=== Section Start ===

PR #6134, opened 2024-07-23
fix(worker): Use susbcriber locale for in-app and email steps

rifont:

* In-App and Email steps were not using the Subscriber's locale and were always falling back to using the Organization's default locale. This fix ensures that the Organization's default locale resolution remains with the Translations service and the Subscribers locale is used for translations of In-App and Email channel, aligning with the SMS, Push, and Chat channel implementation.

### Screenshots
_Email received using Susbcriber locale_
german-email-fix

_In-App received using Susbcriber locale_
image

<details>

</details>

### DIFF
--- a/apps/worker/src/app/workflow/usecases/send-message/send-message-email.usecase.ts
+++ b/apps/worker/src/app/workflow/usecases/send-message/send-message-email.usecase.ts
@@ -53,7 +53,6 @@ export class SendMessageEmail extends SendMessageBase {
 
   constructor(
     protected environmentRepository: EnvironmentRepository,
-    protected organizationRepository: OrganizationRepository,
     protected subscriberRepository: SubscriberRepository,
     protected messageRepository: MessageRepository,
     protected layoutRepository: LayoutRepository,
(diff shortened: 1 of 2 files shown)


apps/worker/src/app/workflow/usecases/send-message/send-message-email.usecase.ts
```diff
@@ -212,12 +211,10 @@ export class SendMessageEmail extends SendMessageBase {
     }
 
     try {
-      const organization = await this.getOrganization(command.organizationId);
-
       const i18nInstance = await this.initiateTranslations(
         command.environmentId,
         command.organizationId,
-        command.payload.subscriber?.locale || organization?.defaultLocale
+        subscriber.locale
```
rifont, line 217: Aligning the logic here with what we have in [Push](https://github.com/novuhq/novu/blob/next/apps/worker/src/app/workflow/usecases/send-message/send-message-push.usecase.ts#L86), SMS, and Chat channel send-message use-cases.

The Translations service already handles the defaultLocale resolution of the Organization, so we remove the Organization fetch from these use-cases.

djabarovgeorge (approved):
🐏🐏🐏

PR #6136, opened 2024-07-23
refactor(worker): use 'system' for environmentId and userId for inline-css flag evaluation

rifont:

* use `'system'` for environmentId and userId for inline-css flag evaluation

### Screenshots

<details>

</details>

### DIFF
--- a/apps/worker/src/app/workflow/usecases/send-message/send-message-email.usecase.ts
+++ b/apps/worker/src/app/workflow/usecases/send-message/send-message-email.usecase.ts
@@ -247,9 +247,9 @@ export class SendMessageEmail extends SendMessageBase {
         const shouldDisableInlineCss = await this.getFeatureFlag.execute(
           GetFeatureFlagCommand.create({
             key: FeatureFlagsKeysEnum.IS_EMAIL_INLINE_CSS_DISABLED,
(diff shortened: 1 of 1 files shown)


apps/worker/src/app/workflow/usecases/send-message/send-message-email.usecase.ts
```diff
@@ -247,9 +247,9 @@ export class SendMessageEmail extends SendMessageBase {
         const shouldDisableInlineCss = await this.getFeatureFlag.execute(
           GetFeatureFlagCommand.create({
             key: FeatureFlagsKeysEnum.IS_EMAIL_INLINE_CSS_DISABLED,
-            environmentId: command.environmentId,
+            environmentId: 'system',
             organizationId: command.organizationId,
-            userId: command.userId,
+            userId: 'system',
```
rifont, line 252: Applying the same flag evaluation context as we have [here](https://github.com/novuhq/packages-enterprise/blob/next/billing/src/guards/quota-throttler.guard.ts#L65) for quota-throttler guard to attempt a fix at rule evaluation.

antonjoel82 (approved):
Verified locally!

PR #6678, opened 2024-10-11
ci(root): remove redundant API unit test

ChmaraX:
On PR we are running this workflow: https://github.com/novuhq/novu/blob/next/.github/workflows/on-pr.yml
which already has a step called `test_unit_services` which runs API unit tests.

We don't need another 2x runs of API unit tests inside e2e test workflow (2x runs because the e2e runs twice for enterprise and regular API)/

### DIFF
--- a/.github/workflows/on-pr.yml
+++ b/.github/workflows/on-pr.yml
@@ -244,6 +244,7 @@ jobs:
       test-e2e-affected: ${{ contains(fromJson(needs.get-affected.outputs.test-e2e), '@novu/api') || contains(fromJson(needs.get-affected.outputs.test-e2e), '@novu/worker') }}
       test-e2e-ee-affected: ${{ contains(fromJson(needs.get-affected.outputs.test-e2e-ee), '@novu/api') || contains(fromJson(needs.get-affected.outputs.test-e2e-ee), '@novu/worker') }}
       job-name: ${{ matrix.name }}
+      test-unit: false
     secrets: inherit    
 
   test_e2e_web:
--- a/.github/workflows/reusable-api-e2e.yml
+++ b/.github/workflows/reusable-api-e2e.yml
@@ -116,10 +116,6 @@ jobs:
       - name: Kill port for worker 1342 for unit tests
         run: sudo kill -9 $(sudo lsof -t -i:1342)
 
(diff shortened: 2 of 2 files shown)


rifont (commented):
This is in the right direction.

However, the [on-pr workflow](https://github.com/novuhq/novu/blob/next/.github/workflows/on-pr.yml#L7) only runs on PR, whilst [reusable-api-e2e](https://github.com/novuhq/novu/pull/6678/files#diff-8241a3fda8f4b433572021646c90464b447515d09d65c8ee2e429afbed83a92e) runs on merge comits in `next` too. This change will save time on PR checks, but it has the effect of removing API unit tests from being run on merges to `next`.

Given that we don't require branches to be up to date with `next` before merging, our current strategy is to run all the unit tests on `next` to ensure that changes introduced from PRs not up to date with `next` are compatible with what is in `next`.

In summary, we need to ensure that both Unit and E2E tests run on all commits to `next`. One approach would be to extract the unit tests from `on-pr` and run them as a `reusable-api-unit-tests` PR.

rifont (approved):
💯

SokratisVidros:
> This is in the right direction.
> 
> However, the [on-pr workflow](https://github.com/novuhq/novu/blob/next/.github/workflows/on-pr.yml#L7) only runs on PR, whilst [reusable-api-e2e](https://github.com/novuhq/novu/pull/6678/files#diff-8241a3fda8f4b433572021646c90464b447515d09d65c8ee2e429afbed83a92e) runs on merge comits in `next` too. This change will save time on PR checks, but it has the effect of removing API unit tests from being run on merges to `next`.
> 
> Given that we don't require branches to be up to date with `next` before merging, our current strategy is to run all the unit tests on `next` to ensure that changes introduced from PRs not up to date with `next` are compatible with what is in `next`.
> 
> In summary, we need to ensure that both Unit and E2E tests run on all commits to `next`. One approach would be to extract the unit tests from `on-pr` and run them as a `reusable-api-unit-tests` PR.

Good call out. The reusable-* actions we have must be more fine-grained and act as discrete building blocks so that we can mix and match for each use case. I've added this overhaul to the infra team roadmap.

=== Section End ===

[Task statement]: A single number is required: the count of lines in the listing that contain the string "files".

[Response box]: 5